Let’s turn back a few days to the mall-walking adventures of Center of the Universe (CoTU) and yours truly. I told the true story of the minx who caught the CoTU’s eye as we were rounding the bend on the upper level. (No, don’t try to read anything into that—it really just refers to the structure of the shopping center, not the little tramp’s anatomy.)
There’s been some fallout.
As in, I could fallout of my chair from the feedback the Hubster gave me about my reaction to the event. (Or non-event, since nothing really happened.) Anyway, he felt it was necessary to defend his actions. Again. And again. Not only for himself, he explained, but for all of mankind, or manhood, or Mannheim Steamroller for all I know—it’s hard to keep listening after a certain point, but I digress…

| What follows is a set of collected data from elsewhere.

PR #1670, opened 2023-10-18
feat(types): export general types

YossiSaadi:
pre-step to export all types from vibe

https://monday.monday.com/boards/3532714909/pulses/5342878337

### DIFF
--- a/src/types/positions.ts
+++ b/src/types/positions.ts
@@ -1,0 +1,3 @@
+import { DialogPosition as DialogPositions } from "../constants";
+
+export type DialogPosition = DialogPositions;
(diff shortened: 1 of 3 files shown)


src/types/positions.ts
```diff
@@ -0,0 +1,3 @@
+import { DialogPosition as DialogPositions } from "../constants";
+
+export type DialogPosition = DialogPositions;
```
talkor, line 3: Not sure about the effort or the risk but would it be possible to define the type in the Dialog and export the type and not the const?

talkor (approved):

PR #1681, opened 2023-10-18
feat(Button): allow disabling resize observer

talkor:
Button is using a resize observer because the loading state makes the button shrink. In order to make the width change smoother we use transition on `min-width` which is controlled by a CSS variable (`--element-width/height`).
The problem is that since we apply `min-width` on the button, when shrinking the container which the button is in - the resize observer won't work (it takes the min-width value into consideration). 

I created a [ticket](https://monday.monday.com/boards/3532714909/pulses/5350787985) to fix it properly though it might be quite tricky.

As a quick solution I added a boolean (opt-in) that disables the resize observer and added validation to prevent using both the loading state and the disbableResizeObserver.

### DIFF
--- a/src/components/Button/Button.tsx
+++ b/src/components/Button/Button.tsx
@@ -393,6 +393,14 @@ const Button: VibeComponent<ButtonProps, unknown> & {
   }
 );
 
+Button.propTypes = {
+  disableResizeObserver: function (props) {
+    if (props.loading && props.disableResizeObserver) {
+      return new Error('Do not use "disableResizeObserver" with loading state');
+    }
+  }
+};
+
 Button.defaultProps = {
   className: undefined,
   name: undefined,
--- a/src/components/Button/Button.tsx
+++ b/src/components/Button/Button.tsx
@@ -92,8 +92,8 @@ export interface ButtonProps extends VibeComponentProps {
   insetFocus?: boolean;
   /** Specifies the tab order of an element */
   tabIndex?: number;
-  /** Controls resize observer for smooth transition between states. Do not use with loading state */
-  disableResizeObserver?: boolean;
+  /** Make the button width dynamic according to container width. */
+  dynamicWidth?: boolean;
 }
 
 const Button: VibeComponent<ButtonProps, unknown> & {
@@ -145,16 +145,15 @@ const Button: VibeComponent<ButtonProps, unknown> & {
       "data-testid": dataTestId,
       insetFocus,
       tabIndex,
-      disableResizeObserver
+      dynamicWidth
     },
     ref
   ) => {
     const overrideDataTestId = backwardCompatibilityForProperties([dataTestId, backwardCompatabilityDataTestId]);
     const buttonRef = useRef<HTMLButtonElement>(null);
-    const [hasSizeStyle, setHasSizeStyle] = useState(false);
 
     const updateCssVariables = useMemo(() => {
-      if (disableResizeObserver) {
+      if (dynamicWidth) {
         return NOOP;
       }
       return ({ borderBoxSize }: { borderBoxSize: { blockSize: number; inlineSize: number } }) => {
@@ -164,9 +163,8 @@ const Button: VibeComponent<ButtonProps, unknown> & {
         if (!buttonRef.current) return;
         buttonRef.current.style.setProperty("--element-width", `${width}px`);
         buttonRef.current.style.setProperty("--element-height", `${height}px`);
-        setHasSizeStyle(true);
       };
-    }, [buttonRef, disableResizeObserver]);
+    }, [buttonRef, dynamicWidth]);
 
     useResizeObserver({
       ref: buttonRef,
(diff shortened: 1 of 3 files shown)


src/components/Button/Button.tsx
```diff
@@ -92,6 +92,8 @@ export interface ButtonProps extends VibeComponentProps {
   insetFocus?: boolean;
   /** Specifies the tab order of an element */
   tabIndex?: number;
+  /** Controls resize observer for smooth transition between states. Do not use with loading state */
```
YossiSaadi, line 95: maybe describe a bit more why it is needed

YossiSaadi (approved):
looks fine by me, but we should maybe back this up with an extra line of why this was added
and add this to our imaginary Vibe 3.0 "to remove" list 😅

src/components/Button/Button.tsx
shlomitc: 1. I’d name the prop in a meaningful way which doesn’t explain the technology (resize observer) but rather what is the expected behavior (dynamic width?)
 2. It’s worth documenting such things in stories even though they are mostly technical, developers want to see how the code affects the design
 3. If we wish to make this the default behavior, we should start introducing a deprecation mechanism the console-logs the updated behavior. For example, if in the next major version we would like to eliminate it completely - a depredation log should say that in the next major version this prop will be turned on by default and we suggest migrating already to the new behavior. If the case is that it can be turned on/off - then the message should say what would be it’s default value (true?) and ask to pass explicitly the wanted behavior (true/false).

talkor: > I’d name the prop in a meaningful way which doesn’t explain the technology (resize observer) but rather what is the expected behavior (dynamic width?)

I agree the prop name should be meaningful, but it aims to fix an existing bug that is related to the resize observer. For example either way the button will have a dynamic width, but in combination with the loading state there is the bug described (where the button doesn't shrink), maybe `disableDynamicResizing`? It might also mislead I think

> It’s worth documenting such things in stories even though they are mostly technical, developers want to see how the code affects the design

I agree, I added a JSDoc comment so it will appear in the props table, but I'm wondering how would we be able to describe such case in a story, do you have any idea? Because having the new prop as true in addition to `loading` will result in a bad example of the UI

> If we wish to make this the default behavior, we should start introducing a deprecation mechanism the console-logs the updated behavior. For example, if in the next major version we would like to eliminate it completely - a depredation log should say that in the next major version this prop will be turned on by default and we suggest migrating already to the new behavior. If the case is that it can be turned on/off - then the message should say what would be it’s default value (true?) and ask to pass explicitly the wanted behavior (true/false).

Sounds cool, actually we wanted to remove the resize observer completely in the next major version and solve this case somehow with CSS only, so this prop will be deprecated hopefully

shlomitc: I’ve looked into your PR description again and suggest to name it “disableLoaderSmoothing” in case we wish to keep the bad behavior as default, or “loaderSmoothing” if we want to break the current behavior.

I kind of tending towards removing this logic completely if it makes more problems than benefits

src/components/Button/Button.tsx
```diff
@@ -330,6 +330,7 @@ const Button: VibeComponent<ButtonProps, unknown> & {
         <button {...buttonProps}>
           <span className={styles.loader}>
             <Loader svgClassName={styles.loaderSvg} />
+            <span className={styles.textPlaceholder}>{children}</span>
```
talkor, line 333: To keep the loader size the same before the loading state. It gets `opacity: 0`

src/components/Button/Button.tsx
```diff
@@ -142,25 +144,27 @@ const Button: VibeComponent<ButtonProps, unknown> & {
...
+      dynamicWidth
     },
     ref
   ) => {
     const overrideDataTestId = backwardCompatibilityForProperties([dataTestId, backwardCompatabilityDataTestId]);
     const buttonRef = useRef<HTMLButtonElement>(null);
-    const [hasSizeStyle, setHasSizeStyle] = useState(false);
 
     const updateCssVariables = useMemo(() => {
+      if (dynamicWidth) {
```
talkor, line 156: I think the prop name now is more meaningful

talkor:
> Button is using a resize observer because the loading state makes the button shrink. In order to make the width change smoother we use transition on `min-width` which is controlled by a CSS variable (`--element-width/height`). The problem is that since we apply `min-width` on the button, when shrinking the container which the button is in - the resize observer won't work (it takes the min-width value into consideration).
> 
> I created a [ticket](https://monday.monday.com/boards/3532714909/pulses/5350787985) to fix it properly though it might be quite tricky.
> 
> As a quick solution I added a boolean (opt-in) that disables the resize observer and added validation to prevent using both the loading state and the disbableResizeObserver.
> 
> https://monday.monday.com/boards/3532714909/pulses/5350721960

Apparently the transition applied only to the loading state since it shrunk but it wasn't the required behavior. I changed the loading state to be the same width as the original state of the button, so the transition is redundant now. Now the `dynamicWidth` can disable the resizeObserver so that (when needed, opt-in), button will be able to grow/shrink according to the container size. We still need the resize observer to keep the button size when text changes, but it's not relevant for cases where the button is in full width for example. @orrgottlieb WDYT?

src/components/Button/Button.tsx
talkor: Wondering whether we should add `aria-hidden` here

PR #1686, opened 2023-10-19
fix(Button): fix grow/shrink behavior with loading state

talkor:
As requested by design, the loader remains the same size when switched to loading state instead of shrinking. Same for text changes in the button, if it changes with longer text, the button will grow in size, if it changes with shorter text it will remain the same size.
But, container width won't affect the button size whatsoever anymore. The Resize Observer was removed and now we simply keep the button original size in a CSS variable. This is also by design as it shouldn't be affected by the container. 

Note: this will not fix the original issue of the button being responsive to the container as it's a wrong usage for the button. We will suggest using the MenuItem for that case.

Screenshot 2023-10-19 at 14 54 38

This replaces #1681

### DIFF
--- a/src/components/Button/Button.module.scss
+++ b/src/components/Button/Button.module.scss
@@ -5,7 +5,6 @@
 $disabled-on-primary-color-opacity: 0.5;
 
 .button {
-  --loader-padding: 8px;
   outline: none;
   border: none;
   height: auto;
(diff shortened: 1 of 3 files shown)


src/components/Button/Button.module.scss
```diff
@@ -25,7 +24,18 @@ $disabled-on-primary-color-opacity: 0.5;
   user-select: none;
   /* Will be updated dynamically after render by js */
   --element-width: 32;
-  --element-height: 32;
+  min-width: var(--element-width);
+  width: fit-content;
```
YossiSaadi, line 28: is there really need in min-width and initial 32 width? it's also without `px` so it probably has no affect and it is immediately overriden.

YossiSaadi (approved):
looks cool, I had one comment

talkor:
Please ignore, will continue in https://github.com/mondaycom/monday-ui-react-core/pull/1681

PR #1693, opened 2023-10-22
chore: fix < Tip /> imports to be from vibe-storybook-components

SergeyRoyt:
https://monday.monday.com/boards/3532714909/pulses/5370191036


talkor (approved):
Awesome!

So I know I’ve said in the past that if the CoTU wants to rebut my posts, he should get his own blog. I’m still sticking with that notion. And yet, because this particular argument, and make no mistake, it IS an argument—bears consideration, I choose to repeat it here.
Here it is. This is supposed to justify men staring at women, allowing their tongues to drag along the floor as their eyes glaze over, and their I.Q.s drop as precipitously as the value of tinsel in January.
“You know how you can spend your whole life looking for the one painting to make your home complete—the one that suits you perfectly, that has the size, the color, the composition that really speaks to you? You’ve looked for it over and over, and when you finally find it, you can’t wait to buy it and bring it home and hang it and have it to look at for the rest of your life? You know you’ll always enjoy it, and even though it was very expensive, you value it more and more as years go by.”
At this point I give him the “Uh-huh, uh-huh, yeah,” response that makes it sound as if I was paying attention. And then he concludes:
“But that doesn’t mean you stop going to the museum, does it? You can still appreciate art, even though the painting you bought is the only one you’d want to own.”
Hmph. So we’re still compared to property. This is just one step above the old adage about why buy the cow when you can get the milk for free… Now we’re paintings that cost a lot, but we’re here to be looked at.